▸ Your goal:
Please look for the string "jsafrane" below and report every line in which it occurs.

============================================================

PR #123, opened 2019-12-03
Run all containers as privileged

jsafrane:
**What type of PR is this?**
/kind flake
(All hostpath tests are broken on RHEL / CentOS with SELinux)

On systems with SELinux enabled, non-privileged containers can't access data of privileged containers. Since the socket is exposed by privileged container, all sidecars must be privileged too.

And I removed `hostNetwork: true`  while at it - was it used for anything? It exposes liveness probe port on the host and therefore one node can run only one driver, limiting parallelization of the tests.

@pohly @msau42, PTAL. I know it might be controversial, but it's necessary for RHEL / CentOS.

```release-note
NONE
```

### DIFF
--- a/deploy/kubernetes-1.16/hostpath/csi-hostpath-provisioner.yaml
+++ b/deploy/kubernetes-1.16/hostpath/csi-hostpath-provisioner.yaml
@@ -46,6 +46,11 @@ spec:
             - --csi-address=/csi/csi.sock
             - --connection-timeout=15s
             - --feature-gates=Topology=true
+          securityContext:
+            # This is necessary only for systems with SELinux, where
+            # non-privileged sidecar containers cannot access unix domain socket
+            # created by privileged CSI driver container.
+            privileged: true
           volumeMounts:
             - mountPath: /csi
               name: socket-dir
--- a/deploy/kubernetes-1.16/hostpath/csi-hostpath-attacher.yaml
+++ b/deploy/kubernetes-1.16/hostpath/csi-hostpath-attacher.yaml
@@ -44,6 +44,11 @@ spec:
           args:
             - --v=5
             - --csi-address=/csi/csi.sock
+          securityContext:
+            # This is necessary only for systems with SELinux, where
+            # non-privileged sidecar containers cannot access unix domain socket
+            # created by privileged CSI driver container.
+            privileged: true
           volumeMounts:
           - mountPath: /csi
             name: socket-dir
--- a/deploy/kubernetes-1.16/hostpath/csi-hostpath-plugin.yaml
+++ b/deploy/kubernetes-1.16/hostpath/csi-hostpath-plugin.yaml
@@ -46,6 +46,9 @@ spec:
             - --csi-address=/csi/csi.sock
             - --kubelet-registration-path=/var/lib/kubelet/plugins/csi-hostpath/csi.sock
           securityContext:
+            # This is necessary only for systems with SELinux, where
+            # non-privileged sidecar containers cannot access unix domain socket
+            # created by privileged CSI driver container.
             privileged: true
           env:
             - name: KUBE_NODE_NAME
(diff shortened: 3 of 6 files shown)


deploy/kubernetes-1.16/hostpath/csi-hostpath-provisioner.yaml
```diff
@@ -46,6 +46,8 @@ spec:
             - --csi-address=/csi/csi.sock
             - --connection-timeout=15s
             - --feature-gates=Topology=true
+          securityContext:
+            privileged: true
```
msau42: Are you running intree hostpath tests on rhel? The intree specs are unprivileged: https://github.com/kubernetes/kubernetes/blob/master/test/e2e/testing-manifests/storage-csi/hostpath/hostpath/csi-hostpath-provisioner.yaml

jsafrane: This PR is about CSI sidecars accessing CSI driver socket - unprivileged sidecar cannot open socket of privileged driver container. 

The SELinux setting of the actual "volume" provided by the driver to pods is orthogonal to this PR and currently I don't see any issues there. The behavior is the same as with in-tree hostpath plugin.

msau42: I mean how are the intree hostpath driver tests passing when the sidecars are not privileged?  What is different between these out of tree manifests vs the intree manifests?

jsafrane: Ah, they're not. I'm fixing the source (=this repo) first and then I'll pick it into kubernetes/kubernetes test manifests.

msau42: Does it help if we put all the sidecars and driver together in a single pod? 

I am mainly concerned because this driver is supposed to be used as an example and people will blindly copy paste. Can you at least add a comment explaining why this is necessary?

jsafrane: > Does it help if we put all the sidecars and driver together in a single pod?

No :-(

I added comments to all `privileged: true`

msau42: Why not? Then they can share the CSI socket through an emptydir instead of hostpath

jsafrane: In both cases it ends up as a socket somewhere on the host. And unprivileged container cannot access files of a privileged one, regardless if they are in the same pod or not. The container runtime does not care.

msau42: What if you have separate deployments for controller vs node? Does the controller plugin need to be privileged?

jsafrane: In that case it's OK. I am not sure hostpath driver supports such deployment, need to check the code.

msau42: The only thing I can think of that may need some additional capabilities is provisioning a block device.  Provisioning a directory only needs proper host permissions, not privileged?

jsafrane: There is list of provisioned volumes in the hostpath driver and running two pods with separate driver containers is not possible:

Provisioning:
https://github.com/kubernetes-csi/csi-driver-host-path/blob/3b4d37f476f31cfd134c2abb9f5f3a7021fe9291/pkg/hostpath/hostpath.go#L210

Mount:
https://github.com/kubernetes-csi/csi-driver-host-path/blob/3b4d37f476f31cfd134c2abb9f5f3a7021fe9291/pkg/hostpath/hostpath.go#L138-L143

msau42: Ok. I wish we can improve hostpath driver to not require this in memory structure (means that it can't handle restarts?), but that's a separate issue.

PR #124, opened 2019-12-05
Run all 1.17 containers as privileged

ggriffiths:
**What type of PR is this?**
/kind cleanup

This PR makes the 1.17 containers run as privileged

Fixes #

```release-note
NONE
```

============================================================

▸ Finished task:
jsafrane:
jsafrane: This PR is about CSI sidecars accessing CSI driver socket - unprivileged sidecar cannot open socket of privileged driver container. 
jsafrane: Ah, they're not. I'm fixing the source (=this repo) first and then I'll pick it into kubernetes/kubernetes test manifests.
jsafrane: > Does it help if we put all the sidecars and driver together in a single pod?
jsafrane: In both cases it ends up as a socket somewhere on the host. And unprivileged container cannot access files of a privileged one, regardless if they are in the same pod or not. The container runtime does not care.
jsafrane: In that case it's OK. I am not sure hostpath driver supports such deployment, need to check the code.
jsafrane: There is list of provisioned volumes in the hostpath driver and running two pods with separate driver containers is not possible:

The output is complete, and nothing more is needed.